◆ The task
Give the lines again word for word, beginning with the one containing "1. Create symbol" and ending with the last line of the material below.

◆ Supplied material
PR #1594, opened 2026-07-17
Fix SGF generation in `bin/make-test-bundle`

snprajwal:
`bin/make-test-bundle` generates a symbol graph from the built Swift module as part of creating a test bundle. The include path for the `.swiftmodule` file was set to `.build/debug`. However, Swift 6.0 changed the directory structure to place built modules at `.build/debug/Modules`. This patch updates the path to include the extra component, and also replaces the hardcoded debug build output path with the output of `swift build --show-bin-path`.


bin/benchmark/.gitignore
```diff
@@ -1,9 +0,0 @@
-.DS_Store
-/.build
-/Packages
-/*.xcodeproj
-xcuserdata/
-DerivedData/
-.swiftpm/config/registries.json
-.swiftpm/xcode/package.xcworkspace/contents.xcworkspacedata
-.netrc
```
franklinsch, line 9: I don't know if `.netrc` is covered in the top-level `.gitignore`, but maybe it doesn't matter.

franklinsch (approved):

bin/benchmark/.gitignore
snprajwal: I looked into that, and it seems to be a stale entry. I can't think of a case where DocC needs a .netrc file for credentials currently. We can always add it back if we see the need for it.

snprajwal:
@swift-ci test

PR #1595, opened 2026-07-18
Revert "Revert "Temporarily avoid using FoundationXML to unblock CI""

owenv:
Reverts swiftlang/swift-docc#1092

I believe this may be causing macOS PR CI to fail


owenv:
@swift-ci test

snprajwal:
~https://github.com/swiftlang/swift-docc/pull/1090/changes/b5ead868eb5f0ee5cd9896382a0971cdf7a8b008 has the fix for the specific issue. The XML changes are unrelated, could you please only include the fix from the above commit instead?~

Compiler CI is using an older version of macOS, and may not have the XML fixes that are needed for it to work.

snprajwal (approved):

PR #1597, opened 2026-07-18
Fix non-deterministic symbol declaration selection

snprajwal:
Bug/issue #, if applicable: rdar://182555854&181916399

## Summary

The `min(by:)` comparator in `mainRenderFragments()` compared the LHS to the LHS, making it trivially false and causing the declaration fragments to be non-deterministically chosen. This patch updates this to use the platform ordering in `PlatformName` to pick the declaration of the highest priority platform. It also updates other code paths that choose declaration fragments to use this logic. Additionally, it updates the related overloads highlighting logic to deterministically use the declaration from `mainRenderFragments()` to compute the common fragments.

The only case where this comparator deviates from a strict weak ordering is in the case of macos vs macosX86, where both architectures are stored as the "macOS" platform and have the same priority in the platform hierarchy. However, this is now an unreachable state thanks to the fix in https://github.com/swiftlang/swift-docc-symbolkit/pull/112 which picks arm64 symbols in favour of x86 symbols when declarations from both architectures are present. The swift-docc-symbolkit dependency has been updated here to include the above fix.

## Dependencies

N/A

## Testing

1. Create symbol graphs with a symbol whose declaration varies across multiple platforms.
2. Run `docc convert` multiple times into different output dirs
3. Compare the symbol declaration on the rendered page. Prior to this patch, it might change across runs. With this patch, it remains consistent.

## Checklist

- [x] Added tests

### DIFF
--- a/Sources/SwiftDocC/Model/Rendering/RenderSectionTranslator/DeclarationsSectionTranslator.swift
+++ b/Sources/SwiftDocC/Model/Rendering/RenderSectionTranslator/DeclarationsSectionTranslator.swift
@@ -170,8 +170,8 @@ struct DeclarationsSectionTranslator: RenderSectionTranslator {
 
                     let conformance = renderNodeTranslator.contentRenderer.conformanceSectionFor(overloadReference, collectedConstraints: [:])
 
-                    let declarationFragments = overload.declarationVariants[trait]?.values
-                        .first?
+                    let declarationFragments = overload.declarationVariants[trait]?
+                        .mainRenderFragments()?
                         .declarationFragments
                     precondition(
                         declarationFragments != nil,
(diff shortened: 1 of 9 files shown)


Sources/SwiftDocC/Model/Rendering/RenderSectionTranslator/DeclarationsSectionTranslator.swift
anferbui: Are these still needed or should they use `PlatformName.Comparable` or `PlatformName.isInOrder`?

anferbui (approved):
This looks good to me, just left a comment about some remaining logic we might want to update as well.

Sources/SwiftDocC/Model/Rendering/RenderSectionTranslator/DeclarationsSectionTranslator.swift
snprajwal: Nice catch! Replaced them :)

snprajwal:
@swift-ci test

◆ Problem solution
1. Create symbol graphs with a symbol whose declaration varies across multiple platforms.
2. Run `docc convert` multiple times into different output dirs
3. Compare the symbol declaration on the rendered page. Prior to this patch, it might change across runs. With this patch, it remains consistent.

## Checklist

- [x] Added tests

### DIFF
--- a/Sources/SwiftDocC/Model/Rendering/RenderSectionTranslator/DeclarationsSectionTranslator.swift
+++ b/Sources/SwiftDocC/Model/Rendering/RenderSectionTranslator/DeclarationsSectionTranslator.swift
@@ -170,8 +170,8 @@ struct DeclarationsSectionTranslator: RenderSectionTranslator {
 
                     let conformance = renderNodeTranslator.contentRenderer.conformanceSectionFor(overloadReference, collectedConstraints: [:])
 
-                    let declarationFragments = overload.declarationVariants[trait]?.values
-                        .first?
+                    let declarationFragments = overload.declarationVariants[trait]?
+                        .mainRenderFragments()?
                         .declarationFragments
                     precondition(
                         declarationFragments != nil,
(diff shortened: 1 of 9 files shown)


Sources/SwiftDocC/Model/Rendering/RenderSectionTranslator/DeclarationsSectionTranslator.swift
anferbui: Are these still needed or should they use `PlatformName.Comparable` or `PlatformName.isInOrder`?

anferbui (approved):
This looks good to me, just left a comment about some remaining logic we might want to update as well.

Sources/SwiftDocC/Model/Rendering/RenderSectionTranslator/DeclarationsSectionTranslator.swift
snprajwal: Nice catch! Replaced them :)

snprajwal:
@swift-ci test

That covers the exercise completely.